Even limited to it, my constant purpose will be to conform my policy with the opinion of the majority of the Houses, which is equally the opinion of the country; and in my desire to establish with allegiance the parliamentary system, I assure you, gentlemen, that I deplore the fact that a constitutional provision does not allow me to bring the government to the members of Congress without losing their right to represent the country.
Without that, the representatives of the nation would personally bring to the executive branch the spirit of the Houses, which is the spirit of the country, and should therefore be the one who constantly encourages the administration.
My will to arrive at that result will, as far as possible, be subject to this serious inconvenience, while time allows us to introduce into our code so important improvement.
Obeying the oath I have just given, with the constancy of duty and with the rigidity of conviction, is the only way to satisfy the immense debt of gratitude with which I exhaust the distinction I have deserved from my fellow citizens.
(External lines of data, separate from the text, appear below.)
PR #11843, opened 2026-06-13
fix: ICE for internal write to character array section

### LINKED ISSUE #11842: ICE for internal write to character array section
## MRE

```fortran
program character_section_io
  implicit none

  integer :: value = 7
  character(12) :: buffer(4, 1)

  write(buffer(:, 1), "(i12)") value
  print *, trim(adjustl(buffer(1, 1)))
end program character_section_io
```

## output

```text

LCOMPILERS_ASSERT failed:
Type mismatch in create_gep2: GEP target type does not match pointer's pointee type.

```

## gfortran behavior

```text

 7
```

opixdown:
fixes  #11842


src/libasr/codegen/asr_to_llvm.cpp
```diff
@@ -20105,11 +20106,37 @@ class ASRToLLVMVisitor : public ASR::BaseVisitor<ASRToLLVMVisitor>
...
+                            continue;
+                        }
+                        llvm::Value* left = get_i64_value(section->m_args[i].m_left);
+                        llvm::Value* right = get_i64_value(section->m_args[i].m_right);
+                        llvm::Value* step = section->m_args[i].m_step ?
+                            get_i64_value(section->m_args[i].m_step) :
+                            llvm::ConstantInt::get(context, llvm::APInt(64, 1));
+                        llvm::Value* extent = builder->CreateAdd(
+                            builder->CreateSDiv(builder->CreateSub(right, left), step),
+                            llvm::ConstantInt::get(context, llvm::APInt(64, 1)));
```
Jatinagarwal24, line 20133: For an empty slice like buffer(3:1), the math `(1 - 3)/1 + 1` results in `-1`.

Because a negative `array_size` is passed to the runtime function `_lfortran_string_write`, the runtime falls back into its scalar `else` block (since `-1 > 0` is false). This causes the compiler to completely ignore the slice boundaries and silently overwrite the base memory of the array, while reporting a successful write.
See this mre 
```
program write_empty
    implicit none

    integer :: value = 7
    character(12) :: buffer(4, 1)
    integer :: stat

    buffer = "unset"

    ! This is a zero-sized slice. We use iostat to catch the End-Of-File error.
    write(buffer(3:1, 1), "(i12)", iostat=stat) value

    print *, "iostat: ", stat
    print *, "buffer(1, 1): ", buffer(1, 1)
end program write_empty
```

Jatinagarwal24: Please fix this and also add the test case for this case

opixdown: thanks for pointing it out :)), pushing commit

src/libasr/runtime/lfortran_intrinsics.c
```diff
@@ -11910,7 +11910,12 @@ LFORTRAN_API void _lfortran_string_write(lfortran_allocator_t* al, char **str_ho
     // For character array internal files, each '\n' in formatted text denotes
     // the next record (array element).
     if (*str_holder != NULL) {
-        if (is_array_unit && array_size > 0) {
+        if (is_array_unit && array_size <= 0) {
+            if (iostat != NULL) *iostat = -1;
+            internal_free(s);
```
Jatinagarwal24, line 12036: Just one very minor catch here currently, if the user doesn't provide an iostat= argument (meaning `iostat == NULL`), the code silently returns instead of aborting. Standard Fortran requires the program to crash when an unhandled EOF occurs.

Could you add the fprintf and exit(1) for the NULL case, like this?
```
if (is_array_unit && array_size <= 0) {
    if (iostat == NULL) {
        fprintf(stderr, "Fortran runtime error: End of file\n");
        exit(1);
    } else {
        *iostat = -1;
    }
    internal_free(s);
    va_end(args);
    return;
}
```
After this change feel free to merge.

src/libasr/codegen/asr_to_llvm.cpp
```diff
@@ -20128,6 +20128,9 @@ class ASRToLLVMVisitor : public ASR::BaseVisitor<ASRToLLVMVisitor>
                         llvm::Value* extent = builder->CreateAdd(
                             builder->CreateSDiv(builder->CreateSub(right, left), step),
                             llvm::ConstantInt::get(context, llvm::APInt(64, 1)));
+                        llvm::Value* zero = llvm::ConstantInt::get(context, llvm::APInt(64, 0));
+                        extent = builder->CreateSelect(
+                            builder->CreateICmpSLT(extent, zero), zero, extent);
```
Jatinagarwal24, line 20136: This looks good.
Thanks !

Jatinagarwal24 (approved):
Looks good now.
Thanks @opixdown for the fix.
Just minor change required after that feel free to merge.

src/libasr/runtime/lfortran_intrinsics.c
opixdown: done

HarshitaKalani (approved):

They create them, and believe you, lords, that if my faculties do not allow me to correspond to their hopes, the righteousness of my conscience will never fail to the confidence they have placed in me.
Pardo considered education and work to be keys to socioeconomic development. Education, together with the participation of the population in government tasks, was for him the only path for the structural transformation of the country. Likewise, he sought to reduce militarism through the professionalization and democratization of the armed forces. But the economic crisis would make it impossible to carry out all these projects.
Manuel Pardo never lived in the Government Palace. He lived in his private house and there he received any citizen in audience without paying attention to the economic or social position of the one who requested to see him.
During his government there were three ministerial cabinets: the first, chaired by the elderly General José Miguel Medina; the second by doctor José Eusebio Sánchez; and the third, by General Nicolás Freire.
Economic aspect
Critical situation
On September 21, 1872, Pardo presented to Congress the situation of the Treasury. It was in a dire situation. The sale of guano, the main source of income for the treasury for 30 years, was in decline, and all of its product was committed to pay the debt. This amounted to 60 million pounds sterling and annual interest that they totaled £4 million.
The reason for the crisis was that guano had suffered a sharp drop in its price due to competition from nitrate (another natural fertilizer that was imposed on the world market) and the decline in its quality; for the rest, the guano reserves were on the way to being exhausted. The Dreyfus Contract was no longer bearing fruit. The Nation's budget, greatly enlarged under the Balta government, could only be covered 50% with taxes; the annual deficit reached 8,500,000 soles.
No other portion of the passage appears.